Data entries:
================================
PR #1685, opened 2019-09-15
ZStream#buffer variations

### LINKED ISSUE #1659: Add ZStream#bufferUnbounded, ZStream#bufferDropping, ZStream#bufferSliding
These combinators should be identical to `ZStream#buffer`, but should construct a different underlying queue.

The same combinators should also be added to `ZStreamChunk`.

vasilmkd:
Resolves #1659.

### DIFF
--- a/streams/shared/src/main/scala/zio/stream/ZStream.scala
+++ b/streams/shared/src/main/scala/zio/stream/ZStream.scala
@@ -597,6 +597,78 @@ class ZStream[-R, +E, +A](val process: ZManaged[R, E, Pull[R, E, A]]) extends Se
     }
 
   /**
+   * Creates a stream that passes its elements through a queue that drops elements
+   * (dropping or sliding). It implements a promise that signals abrupt completion
+   * of the stream due to an error or the end of the stream. After the promise has
+   * been completed, it continues to offer the current (at the time) contents of the
+   * queue, until it has been exhausted, at which point it finishes with the signal
+   * from the promise.
+   */
+  private final def bufferSignal[A1 >: A](queue: Queue[A1]): ZStream[R, E, A1] =
+    ZStream.managed {
+      for {
+        // Signal stream error or end through the result type of the promise
+        // for better composability with other effects.
+        signal <- Promise.make[Option[E], Nothing].toManaged_
+        _ <- self
+              .foreachManaged(a => queue.offer(a).unit)
+              .foldM(
+                e => signal.fail(Some(e)).unit.toManaged_,
+                _ => signal.fail(None).unit.toManaged_
+              )
+              .fork
+      } yield (queue, signal)
+    }.flatMap {
+      case (queue, signal) =>
+        def takeFirst(exit: Exit[Nothing, A1], fiber: Fiber[Option[E], Nothing]): Pull[Any, Nothing, A1] =
+          fiber.interrupt *> exit.fold(Pull.halt, Pull.emit)
+
+        def finishStream(exit: Exit[Option[E], Nothing], fiber: Fiber[Nothing, A1]): Pull[Any, E, Nothing] =
+          fiber.interrupt *> exit.fold(
+            c => Pull.sequenceCauseOption(c).fold[Pull[Any, E, Nothing]](Pull.end)(Pull.halt),
+            identity
+          )
+
+        def signalFirst(exit: Exit[Option[E], Nothing], fiber: Fiber[Nothing, A1]): Pull[Any, E, A1] =
+          queue.size.flatMap { size =>
+            if (size > 0) fiber.join
+            else fiber.poll.flatMap(_.fold[Pull[Any, E, A1]](finishStream(exit, fiber))(_.fold(Pull.halt, Pull.emit)))
+          }
+
+        val pull: Pull[Any, E, A1] =
+          queue.take.raceWith(signal.await)(takeFirst, signalFirst)
+
+        ZStream.fromPull(pull)
+    }
+
+  /**
+   * Allows a faster producer to progress independently of a slower consumer by buffering
+   * up to `capacity` elements in a dropping queue.
+   *
+   * @note Prefer capacities that are powers of 2 for better performance.
+   */
+  final def bufferDropping(capacity: Int): ZStream[R, E, A] =
+    ZStream.managed(ZManaged.make(Queue.dropping[A](capacity))(_.shutdown)).flatMap(bufferSignal)
+
+  /**
+   * Allows a faster producer to progress independently of a slower consumer by buffering
+   * up to `capacity` elements in a sliding queue.
+   *
+   * @note Prefer capacities that are powers of 2 for better performance.
+   */
+  final def bufferSliding(capacity: Int): ZStream[R, E, A] =
+    ZStream.managed(ZManaged.make(Queue.sliding[A](capacity))(_.shutdown)).flatMap(bufferSignal)
+
+  /**
+   * Allows a faster producer to progress independently of a slower consumer by buffering
+   * elements into an unbounded queue.
+   */
+  final def bufferUnbounded: ZStream[R, E, A] =
+    ZStream.managed(self.toQueueUnbounded).flatMap { queue =>
+      ZStream.fromQueue(queue).unTake
+    }
+
+  /**
    * Switches over to the stream produced by the provided function in case this one
    * fails with a typed error.
    */
--- a/streams-tests/jvm/src/test/scala/zio/stream/StreamBufferSpec.scala
+++ b/streams-tests/jvm/src/test/scala/zio/stream/StreamBufferSpec.scala
@@ -1,0 +1,179 @@
+package zio.stream
+
+import org.specs2.ScalaCheck
+
+import scala.{ Stream => _ }
+import zio._
+
+class StreamBufferSpec(implicit ee: org.specs2.concurrent.ExecutionEnv) extends TestRuntime with GenIO with ScalaCheck {
+
+  import Exit.{ Cause => _, _ }
+  import zio.Cause
+
+  def is = "StreamBufferSpec".title ^ s2"""
+  Stream.buffer
+    buffer the Stream                    $bufferStream
+    buffer the Stream with Error         $bufferStreamError
+    fast producer progress independently $bufferFastProducerSlowConsumer
+
+  Stream.bufferDropping
+    buffer the Stream with Error         $bufferDroppingError
+    fast producer progress independently $bufferDroppingFastProducerSlowConsumer
+
+  Stream.bufferSliding
+    buffer the Stream with Error         $bufferSlidingError
+    fast producer progress independently $bufferSlidingFastProducerSlowConsumer
+
+  Stream.bufferUnbounded
+    buffer the Stream                    $bufferUnboundedStream
+    buffer the Stream with Error         $bufferUnboundedStreamError
+    fast producer progress independently $bufferUnboundedFastProducerSlowConsumer
+  """
+
+  private def bufferStream = prop { list: List[Int] =>
+    unsafeRunSync(
+      Stream
+        .fromIterable(list)
+        .buffer(2)
+        .run(Sink.collectAll[Int])
+    ) must_== (Success(list))
+  }
+
+  private def bufferStreamError = {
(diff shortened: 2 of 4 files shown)


vasilmkd:
@iravid can you please assist me with the tests? Thank you.

iravid:
@vasilmkd Hey, nice work on this! The test works exactly as you described it. Happy to accept improvements if you have any suggestions :-)

vasilmkd:
I'm curious why the test was changed.

iravid:
I think I changed it a while back because it wasn't very accurate before.

vasilmkd:
To be honest I have no idea how to test the other buffer implementations.

iravid:
For the unbounded case, I think your tests are fine. 

For the other implementations, you need to work with a couple of latches to control the stream's progress, apply backpressure after the first element and release the backpressure once enough elements have passed. Then you consume the rest of the stream and verify that the intermediate elements have been dropped, in  the sliding case, or that the last elements were dropped in the Dropping case.

vasilmkd:
@iravid I require help for the failing `bufferSliding` test. The implementation of `bufferSliding` seems fairly innocent to me and should work.
I was much more worried about `bufferDropping` but it seems I have done a decent enough job of implementing. I don't believe this was anticipated when this issue was opened.

iravid:
Ok, looking now!

iravid:
Oh yes, I definitely forgot about the fact that we're signalling `Take.End` and `Take.Fail` too.

vasilmkd:
@iravid I'm happy to leave this for after the hackathon.

vasilmkd:
I started a fresh `StreamSpec2` because any additions that I made to `StreamSpec` resulted in `UTF8 string too long` compiler error, very nondescript.

vasilmkd:
As a bonus, I have reduced allocations in `unTake` by not going through `Option`.

streams/shared/src/main/scala/zio/stream/ZStream.scala
```diff
@@ -595,6 +595,72 @@ class ZStream[-R, +E, +A](val process: ZManaged[R, E, Pull[R, E, A]]) extends Se
...
+              .foreachManaged(a => queue.offer(Take.Value(a)).unit)
+              .foldCauseM(
+                c => signal.fail(c).unit.toManaged_,
+                _ => signal.succeed(()).unit.toManaged_
+              )
+              .fork
+      } yield (queue, signal)
+    }.flatMap {
+      case (queue, signal) =>
+        def pull: UIO[Take[E1, A1]] =
```
iravid: Very clever! My only comment here is that this is a busy-wait when the queue is empty and the stream has not completed yet.

Have you considered implementing this using two queues? One for the signal and one for the data? Then you can race the takes.

streams/shared/src/main/scala/zio/stream/ZStream.scala
```diff
@@ -595,6 +595,72 @@ class ZStream[-R, +E, +A](val process: ZManaged[R, E, Pull[R, E, A]]) extends Se
...
+   * (dropping or sliding). It implements a promise that signals abrupt completion
+   * of the stream due to an error or the end of the stream. After the promise has
+   * been completed, it continues to offer the current (at the time) contents of the
+   * queue, until it has been exhausted, at which point it finishes with the signal
+   * from the promise.
+   */
+  private final def bufferSignal[E1 >: E, A1 >: A](queue: Queue[Take[E1, A1]]): ZStream[R, E1, A1] =
+    ZStream.managed {
+      for {
+        signal <- Promise.make[Cause[E], Unit].toManaged_
```
iravid: The `Cause[E]` here is basically redundant because you can always recover it by using `Promise#halt` from the producer side and using `await.sandbox` or `await.run` from the consumer side

streams/shared/src/main/scala/zio/stream/ZStream.scala
vasilmkd: I'm aware yes, that's why I wanted your input on this. I'll rework it. Thanks.

iravid: Ok 👍 If you do end up using this approach, use `raceWith` and keep the losing fiber in a ref, don't cancel it. I think there are some edge conditions where if you cancel a `queue.take`, you might lose the element.

vasilmkd: What do I do with the ref in the end?

iravid: You re-race the fiber's `join` against `data.take` until the fiber succeeds, then you wait for the queue to empty as you've done here

streams/shared/src/main/scala/zio/stream/ZStream.scala
vasilmkd: Thanks, I'll keep an eye out next time.

This has become irrelevant for the new implementation.

vasilmkd:
@iravid Thanks for your help. Ready for review.

streams/shared/src/main/scala/zio/stream/ZStream.scala
```diff
@@ -596,6 +596,68 @@ class ZStream[-R, +E, +A](val process: ZManaged[R, E, Pull[R, E, A]]) extends Se
...
+                _ => signal.succeed(Take.End).unit.toManaged_
+              )
+              .fork
+      } yield (queue, fiber)
+    }.flatMap {
+      case (queue, fiber) =>
+        val pull = queue.poll.flatMap {
+          _.fold[Pull[Any, Nothing, Take[E1, A1]]](
+            queue.take.raceWith(fiber.join)(
+              (l, _) => l.fold(Pull.halt, Pull.emit),
```
iravid: This leaks the joining fiber every time, so make sure you cancel it

streams/shared/src/main/scala/zio/stream/ZStream.scala
```diff
@@ -596,6 +596,68 @@ class ZStream[-R, +E, +A](val process: ZManaged[R, E, Pull[R, E, A]]) extends Se
...
+              (r, f) => f.interrupt *> r.fold(Pull.halt, Pull.emit)
```
iravid: This potentially skips over items that are still in the buffer.

streams/shared/src/main/scala/zio/stream/ZStream.scala
```diff
@@ -596,6 +596,68 @@ class ZStream[-R, +E, +A](val process: ZManaged[R, E, Pull[R, E, A]]) extends Se
...
+   * (dropping or sliding). It implements a promise that signals abrupt completion
+   * of the stream due to an error or the end of the stream. After the promise has
+   * been completed, it continues to offer the current (at the time) contents of the
+   * queue, until it has been exhausted, at which point it finishes with the signal
+   * from the promise.
+   */
+  private final def bufferSignal[E1 >: E, A1 >: A](queue: Queue[Take[E1, A1]]): ZStream[R, E1, A1] =
+    ZStream.managed {
+      for {
+        signal <- Promise.make[Nothing, Take[E, Nothing]].toManaged_
```
iravid: I think you can get rid of `Take` entirely here by emitting plain values in the queue and making this promise a `Promise[Option[E], Nothing]`. Unifying the two gives you `Pull`.

streams/shared/src/main/scala/zio/stream/ZStream.scala
vasilmkd: Isn't this the same fiber passed from the previous `flatMap`? It will get collected when the `Managed` scope ends. Or am I wrong?

vasilmkd: Or `raceWith` constructs another fiber always?

streams/shared/src/main/scala/zio/stream/ZStream.scala
vasilmkd: What about the `Cause`?

vasilmkd:
@iravid This is ready for review once again. Hopefully the code comments make sense.

I'd like to know whether we should keep `toUnboundedQueue`. Same in `ZStreamChunk`.

streams/shared/src/main/scala/zio/stream/ZStream.scala
```diff
@@ -596,6 +596,109 @@ class ZStream[-R, +E, +A](val process: ZManaged[R, E, Pull[R, E, A]]) extends Se
...
+                  if (_) {
+                    // The stream has signalled error or end.
+                    take.isDone.flatMap {
+                      if (_) {
+                        // However, the queue is not empty, so we take the next element.
+                        // We don't interrupt any fibers here because they have both
+                        // completed their execution.
+                        take.await
+                      } else {
+                        // Otherwise, the queue is empty, so we interrupt the fiber
```
iravid: Why does `take.isDone == false` mean that the queue is empty?

iravid: Oh I understand why you went down that route. That's a race condition. There's no guarantee that the take has completed when you check it. It's safer to check the queue's size.

streams/shared/src/main/scala/zio/stream/ZStream.scala
```diff
@@ -1996,15 +2099,25 @@ class ZStream[-R, +E, +A](val process: ZManaged[R, E, Pull[R, E, A]]) extends Se
...
     for {
       queue <- ZManaged.make(Queue.bounded[Take[E1, A1]](capacity))(_.shutdown)
       _     <- self.intoManaged(queue).fork
     } yield queue
 
+  /**
+   * Converts the stream into an unbounded managed queue. After the managed queue is used,
+   * the queue will never again produce values and should be discarded.
+   */
+  final def toUnboundedQueue[E1 >: E, A1 >: A]: ZManaged[R, Nothing, Queue[Take[E1, A1]]] =
```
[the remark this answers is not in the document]
vasilmkd: Will do.

streams/shared/src/main/scala/zio/stream/ZStream.scala
vasilmkd: Does that mean I can get rid of the `take` `Promise` as well?

streams/shared/src/main/scala/zio/stream/ZStream.scala
```diff
@@ -2091,10 +2204,7 @@ class ZStream[-R, +E, +A](val process: ZManaged[R, E, Pull[R, E, A]]) extends Se
    */
   final def unTake[E1 >: E, A1](implicit ev: A <:< Take[E1, A1]): ZStream[R, E1, A1] = {
     val _ = ev
-    self
-      .asInstanceOf[ZStream[R, E, Take[E1, A1]]]
-      .mapM(t => Take.option(UIO.succeed(t)))
-      .collectWhile { case Some(a) => a }
+    ZStream(self.process.map(_.flatMap(Pull.fromTake(_))))
```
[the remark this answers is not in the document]
vasilmkd: Can't wait to have this merged just because of this change. 😇

streams-tests/jvm/src/test/scala/zio/stream/StreamSpec2.scala
```diff
@@ -0,0 +1,154 @@
+package zio.stream
+
+import org.specs2.ScalaCheck
+
+import scala.{ Stream => _ }
+import zio._
+import zio.ZQueueSpecUtil.waitForSize
+
+class StreamSpec2(implicit ee: org.specs2.concurrent.ExecutionEnv) extends TestRuntime with GenIO with ScalaCheck {
```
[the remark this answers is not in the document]
vasilmkd: Done.

streams/shared/src/main/scala/zio/stream/ZStream.scala
vasilmkd: Let's see if we're finally there.

iravid:
@vasilmkd Yes, this one looks good! There's still a slim chance for a skipped element there in `signalFirst` but I don't know how to solve that currently. For this type of combinator I think this is good enough though.

Could you do a rebase?

vasilmkd:
@iravid Rebased.

vasilmkd:
My pleasure. Just let's wait for CI. I don't trust my rebasing skills yet.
================================
= Exercise instructions =
Nothing but an exact copy of the lines from the start of the entries through the line containing "that drops elements" belongs in the response.

= Solution =
PR #1685, opened 2019-09-15
ZStream#buffer variations

### LINKED ISSUE #1659: Add ZStream#bufferUnbounded, ZStream#bufferDropping, ZStream#bufferSliding
These combinators should be identical to `ZStream#buffer`, but should construct a different underlying queue.

The same combinators should also be added to `ZStreamChunk`.

vasilmkd:
Resolves #1659.

### DIFF
--- a/streams/shared/src/main/scala/zio/stream/ZStream.scala
+++ b/streams/shared/src/main/scala/zio/stream/ZStream.scala
@@ -597,6 +597,78 @@ class ZStream[-R, +E, +A](val process: ZManaged[R, E, Pull[R, E, A]]) extends Se
     }
 
   /**
+   * Creates a stream that passes its elements through a queue that drops elements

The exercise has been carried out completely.